The income disparity in the Democratic Republic of Congo and cultural norms set by the patriarchy system along with many other factors has hindered the full realization of the right to health pertaining to accessibility in all four overlapping dimensions.
(c) Acceptability. Due to the influx of migration to the Netherlands within the past few decades the country has struggled with this component of ensuring facilities, goods and services are respectful of medical ethics and culturally appropriate, i.e. respectful of the culture of individuals, minorities, peoples and communities, sensitive to gender and life-cycle requirements, as well as being designed to respect confidentiality and improve the health status of those concerned. There is a language gap between Dutch and non Dutch speakers. Furthermore, culturally amongst female immigrants there is an unwillingness or inability to speak openly about reproductive health.

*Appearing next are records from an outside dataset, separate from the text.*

Issue #263, opened 2018-01-11
Access restrictions are not honored when executing sharding transactions


jannikluhn:
### What is wrong?

Sharding transactions carry an access list. If state is accessed that has not been specified there execution should fail. This is not happening right now.

### How can it be fixed

Pass the access list to `computation.vm_state.state_db()`.

PR #276, opened 2018-01-16
Check access restrictions during tx execution

jannikluhn:
### What was wrong?

#263 

### How was it fixed?

- Fix `Computation.state_db`
- Convert `transaction.access_list` to prefix list form during initialization and store the result in `transaction.prefix_list`.
- Whenever a `Computation` object is available (i.e. in all opcode functions) use `computation.state_db` instead of `computation.vm_state.state_db` to access state.
- In all other places use `vm.state.state_db` but pass `transaction.prefix_list` explicitly.

#### Cute Animal Picture


jannikluhn:
Now that the Travis tests are running again I realized that `test_sharding_vm` is failing. Reasons are that it uses `NestedTrieBackend`instead of `FlatTrieBackend` and because it doesn't specify an access list. Fixing this is not straightforward though because the test creates a contract and contract creation currently calls `state_db.touch_account` which isn't supported in `FlatTrieBackend` (on purpose -- if I remember correctly we concluded that they are superfluous since SpuriousDragon).

I'm unsure how to continue there. I'm leaning towards fixing the test in so far as to switch to `FlatTrieBackend` and to specify the appropriate access list, but let it xfail. Then, once contract creation is implemented properly remove the xfail. Other opinions on that?

hwwhww:
@jannikluhn  I recall that the reason why @NIC619 used `NestedTrieBackend` in `testing_sharding_vm.py` is also because the access list generator hasn't been implemented.
So if we switch to `FlatTrieBackend`, the exception would only be raised when contract creation? IMO, I think that's okay to do xfail for now, just remember to edit #263 or open a new issue for follow-up.

Also, to finish the contract creation, I guess we also need the #269, you can wait for #269 to be 
 merged and then adjust these tests.

jannikluhn:
> I recall that the reason why @NIC619 used NestedTrieBackend in testing_sharding_vm.py is also because the access list generator hasn't been implemented.

As I understood it access list generation is supposed to be handled by contract programming languages, so that's why I started writing them manually for the tests.

> So if we switch to FlatTrieBackend, the exception would only be raised when contract creation?

Yes, exactly.

> Also, to finish the contract creation, I guess we also need the #269, you can wait for #269 to be
merged and then adjust these tests.

#269 won't change anything about this unfortunately.

I'll go ahead and implement the xfail solution, as well as open an issue for that.

hwwhww:
@jannikluhn oh, sad. #269 also added some new test cases, just wondering if we merge #269 first, could help for reducing conflicts for this PR?

jannikluhn:
Looks like the tests in #269 would run into the same problem if this PR (#276) is merged first. So I'd vote to merge #269 first, then I can fix these issues here (specifying correct access lists and applying `@xfail`'s).

NIC619:
I will get the #269 merged as soon as tests passed.

jannikluhn:
Rebased and added access lists to the tests of #269 . Also marked them with xfail because of #281 and old gas payment style. The tests pass if the following lines are commented out:

- https://github.com/jannikluhn/py-evm/blob/340e97840dcdf54d3d477d851d6a0863902878f5/evm/vm/forks/sharding/__init__.py#L174-L175
- https://github.com/jannikluhn/py-evm/blob/340e97840dcdf54d3d477d851d6a0863902878f5/evm/vm/forks/sharding/computation.py#L51-L52
- https://github.com/jannikluhn/py-evm/blob/340e97840dcdf54d3d477d851d6a0863902878f5/evm/logic/call.py#L289

I'll apply similar fixes to #230 once it is merged, that's why I'm setting this as work in progress again.

pipermerriam:
@jannikluhn FYI

This is a common pytest pitfall.  `xfail` is intended for tests that are unreliable, rather than tests that are *required* to fail.  A test marked with `xfail` that passes doesn't cause the test suite to fail.

In cases where we have an explicit failure, I'd rather stay away from `xfail` and instead write the test with a `with pytest.raises(TheExpectedError)` in the place that it's expected to fail.  Then at least when we fix the error, we'll have a clearly failing test so that we know that section needs to be updated as well.

In general, I think we should stay way from `xfail` entirely because it's not that useful.

jannikluhn:
The [pytest documentation](https://docs.pytest.org/en/latest/skipping.html) says the following:

> A common example [for xfail] is a test for a feature not yet implemented, or a bug not yet fixed.

so I think xfail is correct here. I'm not a fan of adding `pytest.raises` because that would change the test itself, although it is correct (it's the tested code that's broken).

I agree though that it would be nicer if the test would fail if it passes unexpectedly. `xfail` seems to have a `strict` flag which does exactly that. What do you think about keeping the `xfail`s and adding the `strict` flag?

pipermerriam:
@jannikluhn eating my words.  Looks like `xfail` has been improved since I last used it and now does what we/you need.  Feel free to continue using it.  I think we should add the `xfail_strict=true` to our `pytest.ini` to ensure that this is always the case.

Also, I have a preference towards using `raises` in conjunction with `reason` since it's more explicit about *how* the test is expected to fail.

jannikluhn:
Replaced by #313.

The system should establish training for healthcare providers to find means of speaking to patients privately and in a comfortable manner. Acceptability has yet to be considered in the Democratic Republic of Congo since the country must first counter the notion of availability quality and accessibility.
(d) Quality. With highly skilled medical personnel, scientifically approved and unexpired drugs, hospital equipment, safe and potable water, and adequate sanitation; the Netherlands has tried to maintain sufficient health facilities, goods and services which are scientifically, medically appropriate and of good quality. Unfortunately the Democratic Republic of Congo lacks quality medical services for all individuals seeking assistance.